══ SUPPLIED DATA

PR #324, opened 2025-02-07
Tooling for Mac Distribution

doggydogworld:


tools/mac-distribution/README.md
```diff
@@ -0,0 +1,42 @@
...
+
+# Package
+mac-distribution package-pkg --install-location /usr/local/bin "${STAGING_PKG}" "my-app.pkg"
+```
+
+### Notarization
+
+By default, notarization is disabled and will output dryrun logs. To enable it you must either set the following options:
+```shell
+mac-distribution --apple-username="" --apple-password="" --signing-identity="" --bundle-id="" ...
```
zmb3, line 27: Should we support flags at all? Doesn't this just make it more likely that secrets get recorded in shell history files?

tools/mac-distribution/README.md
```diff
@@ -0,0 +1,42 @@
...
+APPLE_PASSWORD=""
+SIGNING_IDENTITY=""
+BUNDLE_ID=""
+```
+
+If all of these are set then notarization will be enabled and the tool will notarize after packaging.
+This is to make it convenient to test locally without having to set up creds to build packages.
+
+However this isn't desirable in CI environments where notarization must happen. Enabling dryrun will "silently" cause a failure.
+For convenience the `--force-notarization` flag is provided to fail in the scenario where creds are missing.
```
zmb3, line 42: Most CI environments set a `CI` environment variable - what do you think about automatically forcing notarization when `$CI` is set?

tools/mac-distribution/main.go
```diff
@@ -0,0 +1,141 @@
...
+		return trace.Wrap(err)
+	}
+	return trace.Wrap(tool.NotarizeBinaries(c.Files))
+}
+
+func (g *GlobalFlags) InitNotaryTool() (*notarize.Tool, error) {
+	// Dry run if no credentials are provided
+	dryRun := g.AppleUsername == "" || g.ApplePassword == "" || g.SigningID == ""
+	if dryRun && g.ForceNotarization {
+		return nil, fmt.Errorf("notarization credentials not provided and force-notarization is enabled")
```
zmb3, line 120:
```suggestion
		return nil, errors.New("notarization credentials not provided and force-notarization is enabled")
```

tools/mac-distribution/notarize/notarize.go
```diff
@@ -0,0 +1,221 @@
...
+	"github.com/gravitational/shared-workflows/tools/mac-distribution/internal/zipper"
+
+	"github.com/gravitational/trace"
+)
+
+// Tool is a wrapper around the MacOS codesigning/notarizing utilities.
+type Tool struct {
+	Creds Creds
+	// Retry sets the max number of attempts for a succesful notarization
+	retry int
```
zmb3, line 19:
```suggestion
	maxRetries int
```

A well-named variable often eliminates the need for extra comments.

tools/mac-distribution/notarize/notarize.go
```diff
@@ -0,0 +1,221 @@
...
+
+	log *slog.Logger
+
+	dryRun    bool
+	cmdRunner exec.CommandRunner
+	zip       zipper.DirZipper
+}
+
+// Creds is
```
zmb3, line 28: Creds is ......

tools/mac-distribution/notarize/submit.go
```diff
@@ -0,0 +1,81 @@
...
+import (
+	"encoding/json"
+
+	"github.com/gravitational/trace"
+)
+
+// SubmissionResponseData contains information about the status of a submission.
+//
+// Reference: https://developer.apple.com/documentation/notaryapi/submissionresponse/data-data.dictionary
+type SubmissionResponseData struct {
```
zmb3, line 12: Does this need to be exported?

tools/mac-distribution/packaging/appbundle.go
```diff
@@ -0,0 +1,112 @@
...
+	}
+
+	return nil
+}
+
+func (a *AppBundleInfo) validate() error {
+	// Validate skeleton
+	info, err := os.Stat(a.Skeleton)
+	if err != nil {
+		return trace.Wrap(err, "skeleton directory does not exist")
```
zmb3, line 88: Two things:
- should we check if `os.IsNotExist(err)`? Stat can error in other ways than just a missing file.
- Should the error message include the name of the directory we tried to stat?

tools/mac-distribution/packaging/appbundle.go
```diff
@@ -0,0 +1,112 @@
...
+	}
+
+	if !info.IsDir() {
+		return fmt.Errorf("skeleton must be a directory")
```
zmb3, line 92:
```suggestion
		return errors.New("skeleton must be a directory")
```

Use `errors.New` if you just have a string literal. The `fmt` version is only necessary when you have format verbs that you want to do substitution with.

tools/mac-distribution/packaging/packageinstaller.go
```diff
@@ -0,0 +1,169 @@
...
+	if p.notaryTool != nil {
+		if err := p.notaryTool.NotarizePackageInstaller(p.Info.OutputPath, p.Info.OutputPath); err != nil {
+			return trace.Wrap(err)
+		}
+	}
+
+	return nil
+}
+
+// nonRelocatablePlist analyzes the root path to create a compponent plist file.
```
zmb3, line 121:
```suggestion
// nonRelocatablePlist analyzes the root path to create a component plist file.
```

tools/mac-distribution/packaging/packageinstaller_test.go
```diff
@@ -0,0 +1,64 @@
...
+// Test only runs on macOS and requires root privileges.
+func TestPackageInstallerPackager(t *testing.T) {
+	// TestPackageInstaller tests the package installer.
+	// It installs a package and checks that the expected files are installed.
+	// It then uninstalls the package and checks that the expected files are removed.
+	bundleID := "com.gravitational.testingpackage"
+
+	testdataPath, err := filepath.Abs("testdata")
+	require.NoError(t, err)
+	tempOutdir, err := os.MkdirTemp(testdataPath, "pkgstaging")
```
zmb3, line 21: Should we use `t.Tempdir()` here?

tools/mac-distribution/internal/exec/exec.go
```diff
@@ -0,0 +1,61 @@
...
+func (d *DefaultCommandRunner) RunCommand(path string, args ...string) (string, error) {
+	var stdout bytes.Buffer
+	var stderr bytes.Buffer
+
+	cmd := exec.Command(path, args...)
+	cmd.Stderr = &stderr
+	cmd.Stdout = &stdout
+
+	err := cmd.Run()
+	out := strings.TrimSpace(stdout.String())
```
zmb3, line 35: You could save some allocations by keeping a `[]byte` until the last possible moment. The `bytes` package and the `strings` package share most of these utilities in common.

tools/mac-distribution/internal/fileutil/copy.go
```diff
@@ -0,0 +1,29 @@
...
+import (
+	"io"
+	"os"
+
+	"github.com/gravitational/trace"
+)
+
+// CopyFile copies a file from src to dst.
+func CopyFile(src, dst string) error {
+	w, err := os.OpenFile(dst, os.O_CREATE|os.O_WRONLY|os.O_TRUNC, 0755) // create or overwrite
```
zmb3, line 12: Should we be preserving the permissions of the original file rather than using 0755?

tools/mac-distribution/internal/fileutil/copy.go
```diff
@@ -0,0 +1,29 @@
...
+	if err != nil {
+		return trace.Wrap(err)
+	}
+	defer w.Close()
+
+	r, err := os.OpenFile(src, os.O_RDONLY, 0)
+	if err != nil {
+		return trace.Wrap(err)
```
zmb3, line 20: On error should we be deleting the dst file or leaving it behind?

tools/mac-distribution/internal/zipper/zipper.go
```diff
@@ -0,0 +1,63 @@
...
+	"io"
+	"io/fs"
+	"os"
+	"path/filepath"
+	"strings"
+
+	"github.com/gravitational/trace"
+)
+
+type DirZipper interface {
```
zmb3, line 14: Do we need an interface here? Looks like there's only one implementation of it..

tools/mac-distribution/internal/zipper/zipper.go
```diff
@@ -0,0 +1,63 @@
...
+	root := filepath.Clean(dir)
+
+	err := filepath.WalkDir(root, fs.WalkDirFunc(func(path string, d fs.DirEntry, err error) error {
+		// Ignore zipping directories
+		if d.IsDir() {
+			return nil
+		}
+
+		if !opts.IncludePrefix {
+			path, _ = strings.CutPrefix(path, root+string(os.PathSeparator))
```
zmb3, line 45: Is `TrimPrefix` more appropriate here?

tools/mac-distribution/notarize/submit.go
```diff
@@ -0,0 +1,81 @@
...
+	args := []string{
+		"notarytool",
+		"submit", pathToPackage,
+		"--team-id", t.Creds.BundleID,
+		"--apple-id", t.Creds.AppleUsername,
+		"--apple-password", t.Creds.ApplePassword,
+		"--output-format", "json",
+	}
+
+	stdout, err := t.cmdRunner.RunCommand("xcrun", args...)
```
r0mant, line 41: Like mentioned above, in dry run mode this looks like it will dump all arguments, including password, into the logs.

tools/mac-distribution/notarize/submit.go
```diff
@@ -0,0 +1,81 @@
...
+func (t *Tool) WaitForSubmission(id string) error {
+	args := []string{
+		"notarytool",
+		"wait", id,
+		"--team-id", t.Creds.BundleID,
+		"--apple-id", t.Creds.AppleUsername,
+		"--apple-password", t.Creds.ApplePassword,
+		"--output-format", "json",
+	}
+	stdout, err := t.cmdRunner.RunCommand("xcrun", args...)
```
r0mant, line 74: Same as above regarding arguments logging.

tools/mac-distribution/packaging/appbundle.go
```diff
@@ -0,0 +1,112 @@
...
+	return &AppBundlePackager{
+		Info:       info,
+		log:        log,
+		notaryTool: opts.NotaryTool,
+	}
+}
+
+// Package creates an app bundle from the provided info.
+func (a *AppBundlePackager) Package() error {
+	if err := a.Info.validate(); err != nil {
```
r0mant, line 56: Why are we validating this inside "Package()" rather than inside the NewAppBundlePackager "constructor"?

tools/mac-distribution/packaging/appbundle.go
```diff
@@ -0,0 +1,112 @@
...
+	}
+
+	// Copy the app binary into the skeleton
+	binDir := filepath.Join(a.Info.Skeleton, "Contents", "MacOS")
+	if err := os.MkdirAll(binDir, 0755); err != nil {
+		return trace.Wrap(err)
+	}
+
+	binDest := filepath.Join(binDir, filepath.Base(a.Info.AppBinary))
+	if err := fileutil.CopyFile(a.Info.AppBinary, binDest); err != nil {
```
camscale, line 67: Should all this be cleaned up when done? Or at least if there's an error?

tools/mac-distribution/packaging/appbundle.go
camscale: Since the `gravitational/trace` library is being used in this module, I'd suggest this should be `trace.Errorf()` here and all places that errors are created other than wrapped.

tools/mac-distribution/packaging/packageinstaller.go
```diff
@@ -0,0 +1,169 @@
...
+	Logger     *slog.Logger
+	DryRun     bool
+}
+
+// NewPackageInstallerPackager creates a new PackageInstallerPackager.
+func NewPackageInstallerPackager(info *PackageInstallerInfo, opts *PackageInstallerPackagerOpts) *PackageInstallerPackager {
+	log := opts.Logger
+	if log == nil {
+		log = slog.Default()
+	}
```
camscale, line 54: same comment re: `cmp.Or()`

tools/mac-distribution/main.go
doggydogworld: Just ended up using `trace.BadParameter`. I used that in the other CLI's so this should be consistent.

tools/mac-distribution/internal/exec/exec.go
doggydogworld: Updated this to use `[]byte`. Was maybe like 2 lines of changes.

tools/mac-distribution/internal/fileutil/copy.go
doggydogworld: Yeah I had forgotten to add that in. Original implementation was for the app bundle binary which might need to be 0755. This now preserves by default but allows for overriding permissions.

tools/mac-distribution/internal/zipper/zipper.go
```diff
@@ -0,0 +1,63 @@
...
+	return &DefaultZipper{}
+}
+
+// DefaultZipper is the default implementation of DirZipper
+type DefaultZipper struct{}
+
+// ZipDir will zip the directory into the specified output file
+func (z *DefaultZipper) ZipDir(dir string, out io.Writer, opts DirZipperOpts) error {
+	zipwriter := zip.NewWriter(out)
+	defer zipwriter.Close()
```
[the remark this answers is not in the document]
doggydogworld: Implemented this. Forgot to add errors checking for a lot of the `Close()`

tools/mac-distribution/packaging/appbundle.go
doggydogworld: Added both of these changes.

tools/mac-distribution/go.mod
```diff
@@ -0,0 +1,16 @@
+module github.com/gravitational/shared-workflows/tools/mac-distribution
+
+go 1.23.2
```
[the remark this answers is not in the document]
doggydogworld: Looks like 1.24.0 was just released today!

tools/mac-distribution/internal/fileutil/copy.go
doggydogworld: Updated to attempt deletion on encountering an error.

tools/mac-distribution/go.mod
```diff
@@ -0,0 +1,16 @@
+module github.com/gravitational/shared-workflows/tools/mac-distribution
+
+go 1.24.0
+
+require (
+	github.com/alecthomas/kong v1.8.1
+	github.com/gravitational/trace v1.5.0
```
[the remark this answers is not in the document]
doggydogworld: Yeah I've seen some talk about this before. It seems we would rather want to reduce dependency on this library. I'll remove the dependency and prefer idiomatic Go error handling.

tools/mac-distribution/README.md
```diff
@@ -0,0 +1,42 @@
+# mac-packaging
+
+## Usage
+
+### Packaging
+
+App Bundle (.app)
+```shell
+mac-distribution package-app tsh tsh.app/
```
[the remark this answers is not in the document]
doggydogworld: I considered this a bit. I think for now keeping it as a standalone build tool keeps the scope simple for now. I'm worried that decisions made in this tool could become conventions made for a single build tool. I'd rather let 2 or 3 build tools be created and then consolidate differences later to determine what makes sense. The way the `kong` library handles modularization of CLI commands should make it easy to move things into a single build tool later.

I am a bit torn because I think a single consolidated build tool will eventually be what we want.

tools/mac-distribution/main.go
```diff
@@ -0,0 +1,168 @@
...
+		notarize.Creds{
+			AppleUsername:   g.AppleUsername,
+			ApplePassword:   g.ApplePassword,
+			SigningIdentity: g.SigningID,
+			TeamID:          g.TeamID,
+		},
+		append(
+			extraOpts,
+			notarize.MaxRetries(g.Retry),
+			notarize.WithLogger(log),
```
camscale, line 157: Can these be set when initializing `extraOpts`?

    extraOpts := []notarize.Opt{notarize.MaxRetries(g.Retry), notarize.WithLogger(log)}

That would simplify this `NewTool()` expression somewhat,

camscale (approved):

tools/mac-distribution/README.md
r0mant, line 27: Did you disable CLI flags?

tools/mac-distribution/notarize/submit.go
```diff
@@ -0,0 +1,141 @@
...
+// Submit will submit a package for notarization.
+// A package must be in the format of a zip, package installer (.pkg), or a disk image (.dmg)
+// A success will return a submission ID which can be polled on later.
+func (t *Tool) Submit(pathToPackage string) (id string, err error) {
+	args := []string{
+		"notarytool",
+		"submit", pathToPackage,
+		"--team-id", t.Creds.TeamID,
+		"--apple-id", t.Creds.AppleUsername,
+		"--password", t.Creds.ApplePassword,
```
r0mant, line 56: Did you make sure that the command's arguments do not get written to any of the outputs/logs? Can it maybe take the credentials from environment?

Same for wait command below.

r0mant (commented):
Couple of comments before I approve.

════

TO DO - Determine the number of lines in the data that contain "library" as a word or string, and state only that number.

SOLUTION - 3